Scientific classification
- Domain: Eukaryota
- Kingdom: Animalia
- Phylum: Chordata
- Class: Actinopterygii
- Order: Syngnathiformes
- Family: Syngnathidae
- Genus: Hippichthys
- Species: H. penicillus
- Binomial name: Hippichthys penicillus Cantor, 1849
- Synonyms: Corythroichthys quinquarius Snyder, 1911; Hippichthys gazella Whitley, 1947; Parasyngnathus penicillus Cantor, 1849; Syngnathus altirostris Ogilby, 1890; Syngnathus argyrostictus Kaup, 1856; Syngnathus biserialis Kaup, 1856; Syngnathus penicillus Cantor, 1849;

= Hippichthys penicillus =

- Authority: Cantor, 1849
- Conservation status: LC

Species of fish

The beady pipefish (Hippichthys penicillus) is a species of pipefish of the family Syngnathidae. It is found in the Indo-West Pacific, from the western Persian Gulf, to the north central Indian Ocean, to Japan and Australia.

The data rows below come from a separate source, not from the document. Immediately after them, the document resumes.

PR #502, opened 2021-10-27
Updated placeOrder mutation for negotiable quote usage

amolina-magento:
## Problem

The existing placeOrder mutation works for Cart, but does not account for Negotiable Quote usage.

## Solution

Override the mutation to support Negotiable Quotes.

## Requested Reviewers

@cpartica

### DIFF
--- a/design-documents/graph-ql/coverage/b2b/negotiableQuotes.graphqls
+++ b/design-documents/graph-ql/coverage/b2b/negotiableQuotes.graphqls
@@ -73,7 +73,7 @@ type Mutation {
 
     placeNegotiableQuoteOrder(
         input: PlaceNegotiableQuoteOrderInput
-    ): PlaceOrderOutput @doc(description: "Place an order using the negotiable quote")
+    ): PlaceNegotiableQuoteOrderOutput @doc(description: "Place an order using the negotiable quote")
 
     # Pending decision on design of file upload (design doc still pending decisions)
     # addNegotiableQuoteFiles(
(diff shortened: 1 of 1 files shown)


nmarquez2:
@amolina-magento I don't think we should override the placeOrder mutation itself, we could extend the existing PlaceOrderInput type to make cart_id optional and add a quote_uid optional parameter so the mutation parameters can be consistent with other Negotiable Quote Mutations. 

After that we can do a simple plugin on the placeOrder resolver to perform Negotiable Quote validations and ensure either cart_id or quote_uid is provided and modify the input accordingly to allow the original method to run normally.

nmarquez2:
After internal discussions we concluded that we need to have a precise separate mutation to place an order from a negotiable quote to retain the clear distinction between quote types available actions. The PR was adjusted to reflect that by adding the placeNegotiableQuoteOrder mutation with a PlaceNegotiableQuoteOrderInput type that keeps the input consistent with other NQ mutations.

design-documents/graph-ql/coverage/b2b/negotiableQuotes.graphqls
```diff
@@ -71,6 +71,10 @@ type Mutation {
         input: SetNegotiableQuotePaymentMethodInput!
     ): SetNegotiableQuotePaymentMethodOutput @doc(description: "Set the payment method on the negotiable quote")
 
+    placeNegotiableQuoteOrder(
+        input: PlaceNegotiableQuoteOrderInput
+    ): PlaceOrderOutput @doc(description: "Place an order using the negotiable quote")
```
pdohogne-magento, line 76: This should have a NQ-specific output class as well.

nmarquez2: Schema has been updated

keharper (approved):

prabhuram93 (approved):

pdohogne-magento (approved):

PR #503, opened 2021-11-02
[PWA-2062] reCAPTCHA for PWA

tjwiebell:
## Problem

Would like to support reCAPTCHA v3 Invisible on PWA storefronts.

## Solution

Add reCAPTCHA configuration to `storeConfig` response in our core extension, magento-commerce/magento2-pwa.

### DIFF
--- a/design-documents/graph-ql/coverage/re-captcha.graphqls
+++ b/design-documents/graph-ql/coverage/re-captcha.graphqls
@@ -1,0 +1,31 @@
+enum ReCaptchaVersion {
+  V3
+}
+
+enum ReCaptchaForms {
+  APPLY_GIFT_CARD
+  APPLY_COUPON
+  CHANGE_PASSWORD
+  CHECKOUT
+  LOGIN
+  CREATE_CUSTOMER
+  EDIT_CUSTOMER
+  NEWSLETTER
+}
+
+type ReCaptchaConfiguration {
+  type: ReCaptchaVersion!
+  website_key: String!
+  minimum_score: Float!
+  badge_position: String!
+  language_code: String
+  failure_message: String!
+  forms: [ReCaptchaForms!]!
+}
+
+# Google reCAPTCHA config - will return null if v3 invisible is not configured
+# for at least one Storefront form.
+type StoreConfig {
+  recaptcha: ReCaptchaConfiguration
+    @doc(description: "Google reCAPTCHA Configuration")
+}
--- a/design-documents/graph-ql/coverage/re-captcha.graphqls
+++ b/design-documents/graph-ql/coverage/re-captcha.graphqls
@@ -1,31 +1,44 @@
-enum ReCaptchaVersion {
-  V3
-}
-
-enum ReCaptchaForms {
-  APPLY_GIFT_CARD
-  APPLY_COUPON
-  CHANGE_PASSWORD
-  CHECKOUT
-  LOGIN
-  CREATE_CUSTOMER
-  EDIT_CUSTOMER
+enum ReCaptchaFormEnum {
+  PLACE_ORDER
+  CONTACT
+  CUSTOMER_LOGIN
+  CUSTOMER_FORGOT_PASSWORD
+  CUSTOMER_CREATE
+  CUSTOMER_EDIT
   NEWSLETTER
+  PRODUCT_REVIEW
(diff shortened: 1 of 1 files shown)


design-documents/graph-ql/coverage/re-captcha.graphqls
```diff
@@ -0,0 +1,31 @@
...
+  NEWSLETTER
+}
+
+type ReCaptchaConfiguration {
+  type: ReCaptchaVersion!
+  website_key: String!
+  minimum_score: Float!
+  badge_position: String!
+  language_code: String
+  failure_message: String!
```
pdohogne-magento, line 22: Why is this required?  What if there's no failure?

design-documents/graph-ql/coverage/re-captcha.graphqls
```diff
@@ -0,0 +1,31 @@
+enum ReCaptchaVersion {
+  V3
```
pdohogne-magento, line 2: Why have an enum with only one value?

design-documents/graph-ql/coverage/re-captcha.graphqls
pdohogne-magento: Or is this the failure message that's configured to display if a captcha is failed, not if something goes wrong with the config retrieval?

tjwiebell: Following [user guide docs](https://docs.magento.com/user-guide/configuration/security/google-recaptcha-storefront.html?itm_source=merchdocs&itm_medium=quick_search&itm_campaign=federated_search&itm_term=recaptch#recaptcha-v3-invisible) this appeared non-nullable to me.

pdohogne-magento: Shouldn't language code be required as well then?

design-documents/graph-ql/coverage/re-captcha.graphqls
tjwiebell: Attempt to be forward thinking, if at some point we add support for V2 Invisible or if a V4 ever comes out. Not needed at all, but I didn't think a generic looking `recaptcha` field made sense just for V3.

pdohogne-magento: If 3rd-party versioning is a concern, I would consider putting a version label in the type name instead of an interior enum, as values that are currently required may not be available in future versions.  But that might be another discussion I'd want someone else's input on as well

design-documents/graph-ql/coverage/re-captcha.graphqls
tjwiebell: >Or is this the failure message that's configured to display if a captcha is failed, not if something goes wrong with the config retrieval?

Yep, exactly. If their score is under the threshold, we will prevent further submissions of the form and display this message.

>Shouldn't language code be required as well then?

That one should be safe as nullable; default behavior is to display the badge using the browser detected language, but you can optionally pass this override if you want.

design-documents/graph-ql/coverage/re-captcha.graphqls
tjwiebell: Sure, how do I go about facilitating that conversation? I don't care too much about this enum, so if there's an edit you can suggest to get this approved, I'm fine proceeding that way.

pdohogne-magento (approved):

keharper (approved):

eug123 (approved):

abrhim (approved):

design-documents/graph-ql/coverage/re-captcha.graphqls
```diff
@@ -0,0 +1,44 @@
...
+      description: "The message that appears to the user if validation fails"
+    )
+  forms: [ReCaptchaFormEnum!]!
+    @doc(description: "A list of forms that have reCAPTCHA V3 enabled")
+}
+
+# Google reCAPTCHA config - will return null if v3 invisible is not configured
+# for at least one Storefront form.
+type Query {
+  recaptchaV3Config: ReCaptchaConfigurationV3
```
cpartica, line 42: the only red flag that I see here is that this is a config query with no parms that could be a candidate for storeconfig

It lives in the lower parts of streams and rivers, estuarine habitats such as seagrass beds and mangroves, and shallow inshore habitats, where it can grow to lengths of 16-18 cm. It is expected to feed on small crustaceans, similar to other pipefish. This species is ovoviviparous, with males carrying eggs in a brood pouch before giving birth to live young. Average brood size is 177.

==Identification==

H. penicuillus is usually tan, greenish, or brown, with narrow pale bars across the back and dark edged white spots on the sides. The sides of tail rings usually have a pale blotch on or above the inferior ridge.